W końcu wiman wylądował przed Akademią, wśród tłumu, najwyraźniej czekającego na swoją bohaterkę. Powitała ją sama królewska para, składająca jej podziękowania. Wyściskali ją płaczący ze szczęścia rodzice. Tłum skandował jej imię, rzucając pod nogi kwiaty i wyciągając ręce, by jej dotknąć. Uśmiechała się, choć z całą pewnością nie tak, jak powinien się uśmiechać człowiek, który jest przyjmowany jako bohater wojenny. Jej uśmiech był blady i słaby, a myśli frunęły daleko stąd, do krainy Pasmort, gdzie teraz przebywał Vaill.
Całe szczęście, że nadanie Octavii odznaczenia i wszystkie inne uroczystości miały nastąpić dopiero po skończonej żałobie. Teraz i tak nie zniosłaby tego wszystkiego. Pomijając zwykłe wyczerpanie, musiała mieć trochę czasu, by to wszystko jakoś poukładać w swojej głowie, bo przez ostatnie kilka dni w jej życiu zdarzyło się więcej niż przez wszystkie poprzednie lata jego trwania.

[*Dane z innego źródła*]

PR #863, opened 2024-10-18
Adapt to coq/coq#19726 (removed some unused genargs)

SkySkimmer:


ejgallego:
This seems backwards compatible so merging.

Dopiero późnym wieczorem, gdy słońce chowało się już za szczytami drzew  parku i gdy przekonała już wszystkich, że jest po prostu koszmarnie zmęczona, a nie umierająca, udało jej się wymknąć z Akademii, podczas gdy wszyscy myśleli, że spała. Zajęła miejsce przy drzewie, przy którym kiedyś odpoczywała z Vaillem po treningu i przymknęła oczy. Minęła niecała doba, odkąd go widziała, ale świadomość, że był to ostatni raz powodowała, że tęskniła i czuła się bardziej samotna niż kiedykolwiek. Poczuła jednak czyjąś obecność i nie musiała się długo zastanawiać, czyją. To Millius zbliżył się do niej bezszelestnie i zajął miejsce obok.
 - Już tęsknisz, prawda? - spytał z bladym uśmiechem.

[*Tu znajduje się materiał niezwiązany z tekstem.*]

Issue #854, opened 2024-10-07
Syntax highlighting


Alizter:
Various vernac commands are highlighted incorrectly. It's difficult to be exhaustive, so we should keep this issue open to track them. Here are the ones I've come across so far:

- [ ] `Declare ML Module`
- [ ] `Set Default Proof Mode`
- [ ] `Set Strict Universe Declaration`
- [ ] `Global Set Default Goal Selector "!"` highlights `Goal` and `Selector` incorrectly separately
- [ ] `Create HintDb`
- [ ] `Register`
- [ ] `Add Search Blacklist`
- [ ] `Add Printing Let`
- [ ] `Hint Unfold`
- [ ] `Scheme`
- [ ] `Opaque`
- [ ] `Monomorphic` modifier
- [ ] `Polymophic` modifier

ejgallego:
This is something we inherit from C.J.'s VsCoq 1, I think that VSCoq 2 also uses the same file; maybe we could sync the effort on Zulip to improve this.

Of course we can add the LSP highlight method (semanticsToken) to coq-lsp, I am not sure about what the mapping for Coq would be.

4ever2:
> This is something we inherit from C.J.'s VsCoq 1, I think that VSCoq 2 also uses the same file; maybe we could sync the effort on Zulip to improve this.

VSCoq 2 also inherited the same file from VSCoq 1, however, all three versions have diverged since then. Interestingly VSCoq 1 seems to have the most up-to-date syntax grammar.

I have a local version of the grammar that fixes several of the issues mentioned and should be mostly up-to-date with Coq 8.20. I'd be happy to open a PR with the changes if you want.

ejgallego:
Hi @4ever2 , indeed it hasn't been easy to coordinate that; I'd be amazing if you would open a PR updating our definitions!

Please don't forget to update the changelog so your contribution is credited properly.

ejgallego:
@Alizter we can also implement semantic tokens, that should be easy for commands that are not defined in plugins.

ejgallego:
In order to implement semantic tokens in coq-lsp we need to:
- add the different kind of tokens and types to `lang`, maybe to `lang/ast.mli` ?
- write a function in `coq`, maybe in `coq/ast.mli` that maps Rocq vernaculars to the semantic tokens information.
- implement the semantic token request, add `controller/rq_stoken.ml`, plug it in `lsp_core.ml` and add the capability in `controller/rq_init.ml`.

[...]

PR #872, opened 2024-11-13
[vscode] Syntax highlighting for Coq 8.17-8.20

4ever2:
Add updated syntax from VSCoq Legacy and extend with new commands from Coq 8.17-8.20

### DIFF
--- a/CHANGES.md
+++ b/CHANGES.md
@@ -3,6 +3,7 @@
 
  - [fleche] fix quick fixes for errors being lost due to incorrect
    handling of `send_diags_extra_data` (@ejgallego, #850)
+ - [vscode] Syntax highlighting for Coq 8.17-8.20 (@4ever2, #872)
 
 # coq-lsp 0.2.2: To Virtual or not To Virtual
 ---------------------------------------------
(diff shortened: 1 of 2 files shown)


Alizter:
Did you cover the list in #854? I haven't been able to fully check myself yet.

4ever2:
Not all of them are covered by this PR. Some of them seem quite hard to fix.
I don't think there is a good way to fix highlighting on `Set`.

Alizter:
I guess to do `Set` correctly you will have to look at all the options. IIRC there should be a vernac command that prints the options table, so that might be a way to start on such a list.

I can't tell if `Register some_constant.` will get highlighted, I can see `Register Scheme` is picked up.

Also, I can't tell if `Add Search Blacklist` is also considered.

I've updated the list accordingly since presumably we will merge this anyway.

4ever2:
`Register some_constant.` will highlight `Register` as a command but not `some_constant` as an ident.
`Add Search Blacklist` is not considered here.

Alizter:
> `Register some_constant.` will highlight `Register` as a command but not `some_constant` as an ident.

That's fine, as long as `Register` is being picked up.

 - Bardzo - odrzekła, zgodnie z prawdą. - Chciałabym, żeby był tu teraz ze mną.
 - I na pewno jest, Octavio. Ludzie, których kochamy, nigdy nie odchodzą.
 - Chcesz mi powiedzieć, że spotkam go po śmierci, w Pasmort? - spytała, ale anioł najwyraźniej nie to miał na myśli.
 - Nie. Chcę powiedzieć, że spotkasz go zawsze, bo on wcale nie musi być aż tak daleko. Jest blisko, bliżej niż na wyciągnięcie ręki. Jest cały czas w twoich rękach, kiedy używasz miecza tak, jak cię uczył, jest w twoim umyśle, kiedy go wspominasz, jest wszędzie tam, gdzie razem bywaliście. On jest i zawsze będzie w twoim sercu.